### Task objective
Gather each line of the entries below that includes "like".

### Task input
—————
PR #372, opened 2017-05-29
enhanced the .has() function in PropertyList, to also allow checking …

czardoz:
…for values (if provided)


lib/collection/property-list.js
```diff
@@ -360,12 +360,47 @@ _.assign(PropertyList.prototype, /** @lends PropertyList.prototype */ {
      * Check whether an item exists in this list
      *
      * @param {String|PropertyList.Type} item
+     * @param value
```
kunagpal: JSDoc

lib/collection/property-list.js
```diff
@@ -360,12 +360,47 @@ _.assign(PropertyList.prototype, /** @lends PropertyList.prototype */ {
...
+
+        // if no value is provided, just check if item exists
+        if (arguments.length === 1) {
+            return Boolean(_.isArray(match) ? match.length : match);
+        }
+
+        // If this property allows multiple values and we get an array, we need to iterate through it and see
+        // if any element matches.
+        if (this._postman_propertyAllowsMultipleValues && _.isArray(match)) {
+            for (i = 0; i < match.length; i++) {
```
kunagpal: Can be replaced with `_.forEach`.

czardoz: For loop is faster, and this is a lower level function, so we'll not introduce extra function calls.

kunagpal: Alright.

PR #373, opened 2017-05-29
Fixed falsy path variable resolution

kunagpal:
With this change, non-string path variable values will not be considered for resolution.

### DIFF
--- a/lib/collection/url.js
+++ b/lib/collection/url.js
@@ -245,7 +245,7 @@ _.assign(Url.prototype, /** @lends Url.prototype */ {
                 if (_.startsWith(segment, PATH_VARIABLE_IDENTIFIER)) {
                     value = self.variables.one(segment.slice(1));
                 }
-                _.isString(value && value.value) && res.push(value);
+                res.push(_.isString(value && value.value) ? value : segment);
             }, []),
             path = segmentArray.join(PATH_SEPARATOR);
         return _.startsWith(path, PATH_SEPARATOR) ? path : PATH_SEPARATOR + path;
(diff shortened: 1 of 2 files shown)


test/unit/url.test.js
```diff
@@ -392,6 +392,25 @@ describe('Url', function () {
...
+                    { id: 'alpha', value: 'get' },
+                    { id: 'beta', value: null },
+                    { id: 'gamma', value: NaN },
+                    { id: 'gamma', value: undefined },
+                    { id: 'epsilon', value: [] },
+                    { id: 'phi', value: {} }
+                ]
+            });
+
+            expect(url.getPath()).to.eql('/get');
```
czardoz: The behavior should result in the path `/get/:beta/:gamma/:delta/:epsilon/:phi`

kunagpal: Okay.

lib/collection/url.js
```diff
@@ -240,13 +240,13 @@ _.assign(Url.prototype, /** @lends Url.prototype */ {
...
         var self = this,
-            segmentArray = (options && options.unresolved) ? this.path : _.map(this.path, function (segment) {
+            segmentArray = (options && options.unresolved) ? this.path : _.transform(this.path, function (res, segment) {
                 var value;
                 if (_.startsWith(segment, PATH_VARIABLE_IDENTIFIER)) {
                     value = self.variables.one(segment.slice(1));
                 }
-                return value ? value : segment;
-            }),
+                res.push(_.isString(value && value.value) ? value : segment);
```
czardoz:
```
_.isString(value.valueOf()) ? value.valueOf() : segment);
```

I would suggest renaming the variable `value` to `variable`.

kunagpal: Has been fixed.

PR #384, opened 2017-06-16
`variableScope.toObject` returns data from all layers

vjrngn:


lib/collection/variable-scope.js
```diff
@@ -138,7 +138,15 @@ _.assign(VariableScope.prototype, /** @lends VariableScope.prototype */ {
      * @return {Object}
      */
     toObject: function (excludeDisabled, caseSensitive) {
-        return this.values.toObject(excludeDisabled, caseSensitive);
+        var mergedLayers = {},
+            length = this._layers.length,
```
shamasis: presence of `_layers` is guaranteed?

czardoz: is guaranteed by the constructor

shamasis:
@kunagpal fix whatever is failing and merge.

PR #390, opened 2017-06-23
update proxyConfig structure

harryi3t:
Changes made:
- removed `server` and added `host`, `port` & `protocols` properties
- any protocol will be stripped away from both the match pattern as well the host value passed to the constructor 
  #### example
  ```js
    {
        // match pattern auto conversion
         'http://example.com/*'. : 'example.com/*',
         'example.com/*'.        : 'example.com/*',
        
        // host auto conversion
        'http://proxy.com'.      : 'proxy.com',
        'foo://proxy.com'.       : 'proxy.com'
    }
  ```
   **PS:** While stripping away protocol from `host` or `match` pattern, proxyConfig does not update it's `protocols` property.

Default values
-  protocol: `http`
-  port:  8080
- match: {pattern: '<all_urls>'}  // which is equivalent to *

### DIFF
--- a/lib/collection/proxy-config-list.js
+++ b/lib/collection/proxy-config-list.js
@@ -16,7 +16,7 @@ _.inherit((
      * @example <caption>Create a new ProxyConfigList</caption>
      * var ProxyConfigList = require('postman-collection').ProxyConfigList,
      *     myProxyConfig = new ProxyConfigList({}, [
-     *              {match: 'example.com/*',host: 'proxy.com', port: 8080, protocols: ['https], tunnel: true},
+     *              {match: 'example.com/*',host: 'proxy.com', port: 8080, protocols: ['https'], tunnel: true},
      *              {match: 'example2.com/*',host: 'proxy2.com'},
      *          ]);
      */
--- a/lib/collection/proxy-config-list.js
+++ b/lib/collection/proxy-config-list.js
@@ -16,8 +16,8 @@ _.inherit((
      * @example <caption>Create a new ProxyConfigList</caption>
      * var ProxyConfigList = require('postman-collection').ProxyConfigList,
      *     myProxyConfig = new ProxyConfigList({}, [
-     *              {match: 'example.com/*',host: 'proxy.com', port: 8080, protocols: ['https'], tunnel: true},
-     *              {match: 'example2.com/*',host: 'proxy2.com'},
+     *              {match: 'example.com/*', host: 'proxy.com', port: 8080, protocols: ['https'], tunnel: true},
+     *              {match: 'example2.com/*', host: 'proxy2.com'},
      *          ]);
      */
     ProxyConfigList = function PostmanProxyConfigList (parent, populate) {
--- a/lib/collection/proxy-config-list.js
+++ b/lib/collection/proxy-config-list.js
@@ -16,8 +16,8 @@ _.inherit((
      * @example <caption>Create a new ProxyConfigList</caption>
      * var ProxyConfigList = require('postman-collection').ProxyConfigList,
      *     myProxyConfig = new ProxyConfigList({}, [
-     *              {match: 'https://example.com/*',server: 'https://proxy.com',tunnel: true},
-     *              {match: 'https://example2.com/*',server: 'http://proxy2.com'},
+     *              {match: 'example.com/*',host: 'proxy.com', port: 8080, protocols: ['https], tunnel: true},
+     *              {match: 'example2.com/*',host: 'proxy2.com'},
      *          ]);
      */
     ProxyConfigList = function PostmanProxyConfigList (parent, populate) {
@@ -30,7 +30,7 @@ _.assign(ProxyConfigList.prototype, /** @lends ProxyConfigList.prototype */ {
     /**
      * Matches and gets the proxy config for the particular url
      * @returns {ProxyConfig~definition=} The matched proxyConfig object
-     * @param {String=} [url] The url for which the proxy config needs to be fetched
+     * @param {URL=} [url] The url for which the proxy config needs to be fetched
      */
     resolve: function(url) {
         // url must be either string or an instance of url.
--- a/lib/collection/proxy-config.js
+++ b/lib/collection/proxy-config.js
@@ -63,7 +63,7 @@ _.inherit((
         ProxyConfig.super_.call(this, options);
 
         // Assign defaults before proceeding
-        _.assign(this, /** @lends ProxyConfig.prototype */ {
+        _.assign(this, /** @lends ProxyConfig */ {
             /**
              * The url mach for which the proxy has been associated with.
              * @type {String}
--- a/lib/collection/proxy-config.js
+++ b/lib/collection/proxy-config.js
@@ -1,7 +1,7 @@
 var _ = require('../util').lodash,
     Property = require('./property').Property,
     UrlMatchPattern = require('../url-pattern/url-match-pattern').UrlMatchPattern,
-    MATCH_ALL_URLS = '<all_urls>',
+    MATCH_ALL_URLS = UrlMatchPattern.MATCH_ALL_URLS,
     DEFAULT_PROTOCOLS = ['http'],
     regexes = {
         protocolMatcher: /.*:\/\//
--- a/lib/collection/proxy-config.js
+++ b/lib/collection/proxy-config.js
@@ -161,14 +161,6 @@ _.assign(ProxyConfig, /** @lends ProxyConfig */ {
     _postman_propertyName: 'ProxyConfig',
 
     /**
-     * Specify the key to be used while indexing this object
-     * @private
-     * @readOnly
-     * @type {String}
-     */
-    _postman_propertyIndexKey: 'match',
-
-    /**
      * Check whether an object is an instance of PostmanItem.
      *
      * @param {*} obj
--- a/lib/collection/proxy-config.js
+++ b/lib/collection/proxy-config.js
@@ -1,8 +1,11 @@
 var _ = require('../util').lodash,
     Property = require('./property').Property,
-    Url = require('./url').Url,
     UrlMatchPattern = require('../url-pattern/url-match-pattern').UrlMatchPattern,
-
+    MATCH_ALL_URLS = '<all_urls>',
+    DEFAULT_PROTOCOLS = ['http'],
+    regexes = {
+        protocolMatcher: /.*:\/\//
+    },
     ProxyConfig;
 
 
@@ -12,15 +15,19 @@ var _ = require('../util').lodash,
 * Proxy instance.
 * @typedef ProxyConfig~definition
 *
-* @property {String=} [url = *] The match for which the proxy needs to be configured. `*` represents select all.
-* @property {Url=} [server = new Url()] The proxy server url.
+* @property {String=} [match = '<all_url>'] The match for which the proxy needs to be configured.
+* @property {String=} [host = ''] The proxy server url.
+* @property {Integer=} [port = 8080] The proxy server port number.
+* @property {Array=} [protocols = ['http']] The protocols that the proxy server supports
 * @property {Boolean=} [tunnel = false] The tunneling option for the proxy request.
 * @property {Boolean=} [disabled = false] To override the proxy for the particiular url, you need to provide true.
 *
 * @example <caption>JSON definition of an example proxy object</caption>
 * {
-*     match: 'https://example.com/*',
-*     server: 'https://proxy.com',
+*     match: 'example.com/*',
+*     host: 'proxy.com',
+*     port: 8080
+*     protocols: ['https']
 *     tunnel: true,
 *     disabled: false
 * }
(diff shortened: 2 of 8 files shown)


harryi3t:
# Updated proxyConfig

image

# Updated proxyConfigList
image

lib/collection/proxy-config.js
```diff
@@ -1,8 +1,11 @@
 var _ = require('../util').lodash,
     Property = require('./property').Property,
-    Url = require('./url').Url,
     UrlMatchPattern = require('../url-pattern/url-match-pattern').UrlMatchPattern,
-
+    MATCH_ALL_URLS = '<all_urls>',
```
SamvelRaja: This should be taken from UrlMatchPattern

lib/collection/proxy-config.js
```diff
@@ -85,9 +106,22 @@ _.assign(ProxyConfig.prototype, /** @lends ProxyConfig.prototype */ {
...
+        _.isInteger(options.port) && (options.port >= 0 && options.port <= 65535) && (this.port = options.port);
+        _.isBoolean(options.tunnel) && (this.tunnel = options.tunnel);
+
+        // match pattern
+        if (_.isString(options.match)) {
+            if (_.isEmpty(options.match) || options.match === MATCH_ALL_URLS) {
+                this.match = new UrlMatchPattern();
+            }
+            else {
+                this.match = new UrlMatchPattern('://' + options.match.replace(regexes.protocolMatcher, ''));
```
SamvelRaja: Shall we have the '://' handling in the UrlMatchPattern itself? which behaves differently, if the protocols are provided seperately?

SamvelRaja: Also cache the host and use it here, we are doing the .replace twice now.

czardoz:
Is this a breaking change?

lib/collection/proxy-config.js
```diff
@@ -60,10 +68,22 @@ _.inherit((
...
+             * @type {String}
+             */
+            host: '',
+
+            /**
+             * The proxy server port number
+             * @type {Integer}
              */
-            server: new Url(),
+            port: 8080,
```
SamvelRaja: Make it as a Constant.

lib/collection/proxy-config.js
```diff
@@ -85,9 +105,21 @@ _.assign(ProxyConfig.prototype, /** @lends ProxyConfig.prototype */ {
         if (!_.isObject(options)) {
             return;
         }
-        _.has(options, 'server') && this.server.update(options.server);
-        _.isString(options.match) && (this.match = new UrlMatchPattern(options.match));
-        _.has(options, 'server') && (this.tunnel = _.isBoolean(options.tunnel) ? options.tunnel : false);
+        _.isString(options.host) && (this.host = options.host.replace(regexes.protocolMatcher, ''));
+        _.isInteger(options.port) && (options.port >= 0 && options.port <= 65535) && (this.port = options.port);
```
SamvelRaja: `65535`  Constant Pls :)

lib/collection/proxy-config.js
```diff
@@ -1,8 +1,13 @@
 var _ = require('../util').lodash,
     Property = require('./property').Property,
-    Url = require('./url').Url,
     UrlMatchPattern = require('../url-pattern/url-match-pattern').UrlMatchPattern,
-
+    DEFAULT_PROTOCOLS = ['http'],
+    DEFAULT_PORT = 8080,
```
czardoz: Why do this for integers?

The V8 Engine is smart enough to inline the integers to machine code when it sees them. By making variables, we're adding an extra lookup.

It's not a big deal, but if we don't need it, might as well not do it.

lib/collection/proxy-config.js
```diff
@@ -52,6 +63,15 @@ _.inherit((
         ProxyConfig.super_.call(this, options);
 
         // Assign defaults before proceeding
+        _.assign(ProxyConfig.prototype, /** @lends ProxyConfig.prototype */ {
```
czardoz: Why are you doing this inside every constructor call? You need to do it just once, outside the constructor block.

lib/collection/proxy-config.js
```diff
@@ -85,9 +117,23 @@ _.assign(ProxyConfig.prototype, /** @lends ProxyConfig.prototype */ {
         if (!_.isObject(options)) {
             return;
         }
-        _.has(options, 'server') && this.server.update(options.server);
-        _.isString(options.match) && (this.match = new UrlMatchPattern(options.match));
-        _.has(options, 'server') && (this.tunnel = _.isBoolean(options.tunnel) ? options.tunnel : false);
+        _.isString(options.host) && (this.host = options.host.replace(regexes.protocolMatcher, ''));
```
czardoz: If you're doing this, why are you assigning a default value separately above? Check some other constructors like `Url` etc to see how to do this right.

lib/url-pattern/url-match-pattern.js
```diff
@@ -51,7 +54,17 @@ _.assign(UrlMatchPattern.prototype, /** @lends UrlMatchPattern.prototype */ {
          * The url match pattern string
          * @type {String}
          */
-        this.pattern = _.get(options, 'pattern') || MATCH_ALL_URLS;
+        this.pattern = _.get(options, 'pattern') || this.pattern || MATCH_ALL_URLS;
```
czardoz: This means that we can never unset a pattern using the `.update()` method. :scream:

lib/url-pattern/url-match-pattern.js
```diff
@@ -51,7 +54,17 @@ _.assign(UrlMatchPattern.prototype, /** @lends UrlMatchPattern.prototype */ {
...
+
+        /**
+         * The protocols which will be used to match the URLs
+         * @type {Array}
+         */
+        this.protocols = _.get(options, 'protocols', this.protocols) || DEFAULT_PROTOCOLS;
+        !_.isArray(this.protocols) && (this.protocols = DEFAULT_PROTOCOLS);
+
+        this._allowProtocols = _.get(options, 'allowProtocols', this._allowProtocols) || false;
```
czardoz: Can you add a comment explaining what this is and why it's there?

lib/url-pattern/url-match-pattern.js
```diff
@@ -64,19 +77,26 @@ _.assign(UrlMatchPattern.prototype, /** @lends UrlMatchPattern.prototype */ {
      */
     createMatchPattern: function () {
         var matchPattern = this.pattern,
+            match;
+
+        // Check the match pattern of sanity and split it into protocol, host and path
 
-            // Check the match pattern of sanity and split it into protocol, host and path
+        if (this._allowProtocols) {
```
czardoz: We should follow a consistent style. I see above that you've used a lot of inlining of conditionals. Why not do the same here?

lib/url-pattern/url-match-pattern.js
```diff
@@ -64,19 +77,26 @@ _.assign(UrlMatchPattern.prototype, /** @lends UrlMatchPattern.prototype */ {
...
         if (!match) {
             // This ensures it is a invalid match pattern
             return undefined;
         }
 
         return {
-            protocol: match[1],
-            host: match[2],
-            path: this.globPatternToRegexp(match[3])
+            protocol: this._allowProtocols ? null : match[1],
```
czardoz: Create whatever `var`s you need above and use them once. The `_allowProtocols` flag should only be used _once_ in the entire function, not in 4 separate branches (1 in the `if-else` and 3 ternary operators).

e.g: 
```
var protocol

if (_allowblabla) {
    protocol = something
}
else {
    protocol = somethingelse;
}

return { protocol: protocol, ....}
```

lib/url-pattern/url-match-pattern.js
```diff
@@ -103,11 +123,13 @@ _.assign(UrlMatchPattern.prototype, /** @lends UrlMatchPattern.prototype */ {
     testProtocol: function (protocol) {
         var matchRegexObject = this._matchPatternObject;
 
-        // Do not match if protocol is invalid
+        if (this._allowProtocols) {
+            return _.indexOf(this.protocols, protocol) !== -1;
```
czardoz: Use a better function, like `_.contains`

czardoz:
@harryi3t Also add an entry to the changelog, like @shamasis did in #394

lib/collection/proxy-config.js
harryi3t: @SamvelRaja ^

lib/url-pattern/url-match-pattern.js
harryi3t: Coz here I needed an `else` block also. All the above cases are just `if-then`

Using that pattern here will make it very un-readable
```js
(this._allowProtocols && (match = matchPattern.match(regexes.noProtocolPatternSplit);) )
 || (match = matchPattern.match(regexes.patternSplit);)
```

lib/url-pattern/url-match-pattern.js
harryi3t: will use _.includes since _.contains is not there in `lodash` but in underscore.

lib/collection/proxy-config.js
harryi3t: done

lib/collection/proxy-config.js
SamvelRaja: @czardoz  Much more cleaner.

lib/collection/proxy-config.js
```diff
@@ -52,18 +63,30 @@ _.inherit((
         ProxyConfig.super_.call(this, options);
 
         // Assign defaults before proceeding
-        _.assign(this, /** @lends ProxyConfig.prototype */ {
+        _.assign(this, /** @lends ProxyConfig */ {
             /**
              * The url mach for which the proxy has been associated with.
              * @type {String}
              */
             match: new UrlMatchPattern(),
```
SamvelRaja: Pass the default protocol 😢

lib/collection/proxy-config.js
```diff
@@ -85,9 +116,23 @@ _.assign(ProxyConfig.prototype, /** @lends ProxyConfig.prototype */ {
...
+        _.isBoolean(options.tunnel) && (this.tunnel = options.tunnel);
+
+        // protocols
+        _.isArray(options.protocols) && (this.protocols = options.protocols) ||
+        _.isString(options.protocols) && (this.protocols = [options.protocols]);
+
+        // match pattern
+        if (_.isString(options.match)) {
+            var matchPatternOptions = {
+                allowProtocols: true,
```
SamvelRaja: Remove pls.

lib/collection/proxy-config-list.js
```diff
@@ -16,8 +16,8 @@ _.inherit((
      * @example <caption>Create a new ProxyConfigList</caption>
      * var ProxyConfigList = require('postman-collection').ProxyConfigList,
      *     myProxyConfig = new ProxyConfigList({}, [
-     *              {match: 'https://example.com/*',server: 'https://proxy.com',tunnel: true},
-     *              {match: 'https://example2.com/*',server: 'http://proxy2.com'},
+     *              {match: 'example.com/*',host: 'proxy.com', port: 8080, protocols: ['https'], tunnel: true},
```
shamasis: whitespace missing at `,host`

lib/collection/proxy-config.js
```diff
@@ -52,18 +63,30 @@ _.inherit((
...
+             * @type {Integer}
              */
-            server: new Url(),
+            port: DEFAULT_PORT,
+
+            /**
+             * The protocol(s) that the proxy server supports
+             * @type {Array}
+             */
+            protocols: DEFAULT_PROTOCOLS,
```
shamasis: This will cause the `DEFAULT_PROTOCOLS` to get mutated. Do a clone of the same or `DEFAULT_PROTOCOLS.splice()`

lib/collection/proxy-config.js
```diff
@@ -85,9 +116,22 @@ _.assign(ProxyConfig.prototype, /** @lends ProxyConfig.prototype */ {
         if (!_.isObject(options)) {
             return;
         }
-        _.has(options, 'server') && this.server.update(options.server);
-        _.isString(options.match) && (this.match = new UrlMatchPattern(options.match));
-        _.has(options, 'server') && (this.tunnel = _.isBoolean(options.tunnel) ? options.tunnel : false);
+        _.isString(options.host) && (this.host = options.host.replace(regexes.protocolMatcher, ''));
+        _.isInteger(options.port) && (options.port >= MIN_PORT && options.port <= MAX_PORT) && (this.port = options.port);
```
shamasis: Do not add port min max logic here. As a rest client, we should allow all port values.

lib/url-pattern/url-match-pattern.js
```diff
@@ -64,19 +80,27 @@ _.assign(UrlMatchPattern.prototype, /** @lends UrlMatchPattern.prototype */ {
      */
     createMatchPattern: function () {
         var matchPattern = this.pattern,
+            allowProtocols = _.isArray(this.protocols),
```
shamasis: Instead of all these, why not give a getter function `.protocol` which returns the protocol from the match itself?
—————
### Exercise answer
czardoz: If you're doing this, why are you assigning a default value separately above? Check some other constructors like `Url` etc to see how to do this right.
czardoz: Use a better function, like `_.contains`
@harryi3t Also add an entry to the changelog, like @shamasis did in #394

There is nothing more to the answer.